=== WHAT NEEDS TO BE DONE ===
Go through the records and extract every line with the word "already".

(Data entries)
==============================

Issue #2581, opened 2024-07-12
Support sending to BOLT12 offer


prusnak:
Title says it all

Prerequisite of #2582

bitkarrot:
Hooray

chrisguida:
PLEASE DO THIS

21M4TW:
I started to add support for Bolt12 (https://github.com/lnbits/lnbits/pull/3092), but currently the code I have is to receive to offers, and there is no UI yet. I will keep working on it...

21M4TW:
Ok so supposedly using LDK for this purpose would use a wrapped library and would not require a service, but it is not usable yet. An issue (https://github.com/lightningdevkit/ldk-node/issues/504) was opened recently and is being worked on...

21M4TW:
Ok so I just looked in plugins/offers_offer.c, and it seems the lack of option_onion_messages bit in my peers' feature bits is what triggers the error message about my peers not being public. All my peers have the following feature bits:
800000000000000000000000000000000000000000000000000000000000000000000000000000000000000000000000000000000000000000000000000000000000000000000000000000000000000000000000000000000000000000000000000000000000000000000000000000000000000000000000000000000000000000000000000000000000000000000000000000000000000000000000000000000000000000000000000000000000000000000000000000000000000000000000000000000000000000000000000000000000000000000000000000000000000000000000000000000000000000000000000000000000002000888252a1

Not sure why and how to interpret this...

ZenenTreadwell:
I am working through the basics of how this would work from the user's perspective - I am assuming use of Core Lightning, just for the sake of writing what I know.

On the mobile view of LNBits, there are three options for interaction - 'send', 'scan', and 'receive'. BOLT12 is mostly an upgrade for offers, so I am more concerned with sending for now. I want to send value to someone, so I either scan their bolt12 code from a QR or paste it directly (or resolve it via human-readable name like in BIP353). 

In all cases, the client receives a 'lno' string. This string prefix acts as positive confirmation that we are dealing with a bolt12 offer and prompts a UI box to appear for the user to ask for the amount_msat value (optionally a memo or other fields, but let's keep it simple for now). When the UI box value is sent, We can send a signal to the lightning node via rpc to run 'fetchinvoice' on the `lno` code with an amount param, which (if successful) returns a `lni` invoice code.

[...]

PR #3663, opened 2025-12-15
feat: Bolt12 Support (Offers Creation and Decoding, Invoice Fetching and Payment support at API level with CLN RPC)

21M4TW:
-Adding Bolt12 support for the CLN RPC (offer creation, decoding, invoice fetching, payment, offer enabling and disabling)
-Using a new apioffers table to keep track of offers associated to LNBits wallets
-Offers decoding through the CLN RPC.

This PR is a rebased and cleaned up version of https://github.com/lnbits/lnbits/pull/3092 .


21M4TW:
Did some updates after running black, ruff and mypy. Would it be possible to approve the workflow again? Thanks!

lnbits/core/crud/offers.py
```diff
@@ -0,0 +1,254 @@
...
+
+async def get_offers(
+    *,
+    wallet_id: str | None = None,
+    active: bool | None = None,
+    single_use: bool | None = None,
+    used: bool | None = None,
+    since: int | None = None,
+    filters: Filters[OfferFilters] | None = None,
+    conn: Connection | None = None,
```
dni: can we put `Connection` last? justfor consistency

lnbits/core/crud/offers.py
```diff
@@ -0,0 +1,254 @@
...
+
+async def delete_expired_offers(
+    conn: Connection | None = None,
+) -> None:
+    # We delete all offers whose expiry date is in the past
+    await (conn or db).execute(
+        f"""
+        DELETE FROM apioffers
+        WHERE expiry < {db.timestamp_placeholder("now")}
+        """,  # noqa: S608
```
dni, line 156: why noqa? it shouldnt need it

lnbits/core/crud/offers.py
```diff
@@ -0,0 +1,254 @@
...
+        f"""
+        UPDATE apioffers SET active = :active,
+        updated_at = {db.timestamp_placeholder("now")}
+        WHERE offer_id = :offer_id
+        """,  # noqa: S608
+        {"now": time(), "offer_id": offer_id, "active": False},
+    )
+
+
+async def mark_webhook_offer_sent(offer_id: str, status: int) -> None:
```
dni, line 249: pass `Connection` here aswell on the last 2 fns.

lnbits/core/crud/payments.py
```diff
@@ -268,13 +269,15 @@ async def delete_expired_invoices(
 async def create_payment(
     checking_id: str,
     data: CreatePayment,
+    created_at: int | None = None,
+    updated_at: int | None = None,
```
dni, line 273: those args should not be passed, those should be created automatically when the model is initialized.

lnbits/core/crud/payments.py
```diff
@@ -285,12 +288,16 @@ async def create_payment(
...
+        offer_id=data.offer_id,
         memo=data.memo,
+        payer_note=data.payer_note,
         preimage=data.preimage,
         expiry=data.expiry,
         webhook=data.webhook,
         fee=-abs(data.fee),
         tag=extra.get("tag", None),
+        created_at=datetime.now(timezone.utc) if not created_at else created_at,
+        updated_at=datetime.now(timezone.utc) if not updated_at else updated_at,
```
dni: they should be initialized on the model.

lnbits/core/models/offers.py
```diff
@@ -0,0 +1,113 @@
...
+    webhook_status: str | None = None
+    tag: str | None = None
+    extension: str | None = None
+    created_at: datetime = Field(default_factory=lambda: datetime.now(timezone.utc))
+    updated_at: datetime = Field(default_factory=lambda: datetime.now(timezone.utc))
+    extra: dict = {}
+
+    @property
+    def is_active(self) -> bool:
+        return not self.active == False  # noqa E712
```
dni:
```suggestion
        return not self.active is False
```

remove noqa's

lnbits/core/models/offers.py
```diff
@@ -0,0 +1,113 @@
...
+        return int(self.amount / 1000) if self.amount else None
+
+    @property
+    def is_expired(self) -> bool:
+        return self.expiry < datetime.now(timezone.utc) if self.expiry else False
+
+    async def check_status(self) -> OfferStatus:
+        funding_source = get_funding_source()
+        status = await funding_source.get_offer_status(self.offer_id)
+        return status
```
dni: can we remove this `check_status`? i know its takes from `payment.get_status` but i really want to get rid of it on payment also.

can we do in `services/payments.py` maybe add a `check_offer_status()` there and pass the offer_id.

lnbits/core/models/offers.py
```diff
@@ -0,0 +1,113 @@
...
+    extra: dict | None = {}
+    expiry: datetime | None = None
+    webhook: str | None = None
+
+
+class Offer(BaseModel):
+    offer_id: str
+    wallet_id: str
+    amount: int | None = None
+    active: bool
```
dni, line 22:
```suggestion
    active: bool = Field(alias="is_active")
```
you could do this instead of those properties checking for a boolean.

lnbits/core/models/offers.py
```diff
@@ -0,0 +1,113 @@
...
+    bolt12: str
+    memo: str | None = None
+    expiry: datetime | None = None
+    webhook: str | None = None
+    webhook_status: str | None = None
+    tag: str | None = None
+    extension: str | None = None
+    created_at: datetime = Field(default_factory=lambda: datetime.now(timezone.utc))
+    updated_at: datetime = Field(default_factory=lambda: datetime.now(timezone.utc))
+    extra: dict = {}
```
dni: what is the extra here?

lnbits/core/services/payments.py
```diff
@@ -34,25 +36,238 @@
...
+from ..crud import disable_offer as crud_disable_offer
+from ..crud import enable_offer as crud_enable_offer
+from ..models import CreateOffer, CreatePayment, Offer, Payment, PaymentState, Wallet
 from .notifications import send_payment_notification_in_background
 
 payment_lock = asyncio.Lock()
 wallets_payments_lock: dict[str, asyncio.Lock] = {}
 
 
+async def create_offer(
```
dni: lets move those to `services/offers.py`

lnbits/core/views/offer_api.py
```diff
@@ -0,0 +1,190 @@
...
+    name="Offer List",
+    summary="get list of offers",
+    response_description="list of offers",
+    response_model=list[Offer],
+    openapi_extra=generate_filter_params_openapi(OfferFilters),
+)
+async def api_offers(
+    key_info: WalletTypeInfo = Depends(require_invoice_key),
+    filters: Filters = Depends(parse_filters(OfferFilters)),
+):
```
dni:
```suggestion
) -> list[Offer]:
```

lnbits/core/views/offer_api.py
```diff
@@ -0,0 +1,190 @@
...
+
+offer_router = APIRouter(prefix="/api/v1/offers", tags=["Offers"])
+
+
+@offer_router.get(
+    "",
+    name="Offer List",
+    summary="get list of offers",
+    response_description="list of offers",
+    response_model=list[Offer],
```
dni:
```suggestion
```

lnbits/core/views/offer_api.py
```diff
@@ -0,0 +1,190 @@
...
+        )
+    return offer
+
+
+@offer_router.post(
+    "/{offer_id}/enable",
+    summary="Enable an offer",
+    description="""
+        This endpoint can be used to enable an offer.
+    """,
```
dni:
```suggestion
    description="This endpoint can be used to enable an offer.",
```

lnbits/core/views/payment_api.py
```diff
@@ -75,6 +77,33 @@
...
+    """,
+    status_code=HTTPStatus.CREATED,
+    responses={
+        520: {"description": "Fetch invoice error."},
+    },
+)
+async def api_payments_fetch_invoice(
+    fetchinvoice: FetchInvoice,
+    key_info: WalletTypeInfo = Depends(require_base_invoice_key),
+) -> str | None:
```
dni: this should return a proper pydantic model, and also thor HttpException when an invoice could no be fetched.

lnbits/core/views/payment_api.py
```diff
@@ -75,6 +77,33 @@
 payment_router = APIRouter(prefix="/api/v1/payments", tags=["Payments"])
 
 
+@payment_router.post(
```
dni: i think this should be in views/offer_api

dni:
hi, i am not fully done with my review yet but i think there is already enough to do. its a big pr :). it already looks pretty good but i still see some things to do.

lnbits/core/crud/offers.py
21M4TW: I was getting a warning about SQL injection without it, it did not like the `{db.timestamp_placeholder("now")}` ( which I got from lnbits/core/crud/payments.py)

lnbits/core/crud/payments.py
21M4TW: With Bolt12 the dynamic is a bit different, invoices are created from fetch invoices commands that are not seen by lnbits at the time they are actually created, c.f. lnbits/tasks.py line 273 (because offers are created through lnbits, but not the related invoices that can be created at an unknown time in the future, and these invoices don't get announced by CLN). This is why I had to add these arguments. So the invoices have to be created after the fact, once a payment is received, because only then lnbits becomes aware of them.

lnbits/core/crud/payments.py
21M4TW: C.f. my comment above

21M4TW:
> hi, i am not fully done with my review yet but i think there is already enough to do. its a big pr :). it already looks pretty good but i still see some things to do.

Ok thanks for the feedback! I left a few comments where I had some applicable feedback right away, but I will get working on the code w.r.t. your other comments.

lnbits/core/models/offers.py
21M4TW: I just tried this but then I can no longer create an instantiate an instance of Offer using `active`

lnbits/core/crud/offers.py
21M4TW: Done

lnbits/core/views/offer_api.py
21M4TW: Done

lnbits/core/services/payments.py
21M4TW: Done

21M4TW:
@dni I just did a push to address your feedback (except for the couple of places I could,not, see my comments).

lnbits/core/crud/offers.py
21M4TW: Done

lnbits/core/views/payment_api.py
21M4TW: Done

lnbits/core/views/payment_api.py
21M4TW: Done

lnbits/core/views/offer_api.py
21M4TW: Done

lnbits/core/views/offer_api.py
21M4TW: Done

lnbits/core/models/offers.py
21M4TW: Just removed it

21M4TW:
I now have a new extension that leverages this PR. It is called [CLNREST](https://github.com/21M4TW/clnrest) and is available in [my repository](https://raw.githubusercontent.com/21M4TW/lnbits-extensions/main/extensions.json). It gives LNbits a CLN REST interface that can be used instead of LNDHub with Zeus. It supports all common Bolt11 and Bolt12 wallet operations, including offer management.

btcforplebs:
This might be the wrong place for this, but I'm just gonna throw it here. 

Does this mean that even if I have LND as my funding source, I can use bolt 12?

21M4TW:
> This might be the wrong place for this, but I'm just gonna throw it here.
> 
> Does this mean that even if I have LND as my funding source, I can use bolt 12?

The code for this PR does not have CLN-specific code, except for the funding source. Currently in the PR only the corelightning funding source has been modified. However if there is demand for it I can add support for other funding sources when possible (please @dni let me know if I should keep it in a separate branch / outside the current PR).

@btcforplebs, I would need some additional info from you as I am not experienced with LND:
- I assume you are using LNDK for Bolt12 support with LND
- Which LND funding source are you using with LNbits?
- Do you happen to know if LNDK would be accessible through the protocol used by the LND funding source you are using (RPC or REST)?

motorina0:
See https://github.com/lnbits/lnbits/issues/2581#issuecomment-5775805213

==============================

=== TASK SOLUTION ===
hi, i am not fully done with my review yet but i think there is already enough to do. its a big pr :). it already looks pretty good but i still see some things to do.
> hi, i am not fully done with my review yet but i think there is already enough to do. its a big pr :). it already looks pretty good but i still see some things to do.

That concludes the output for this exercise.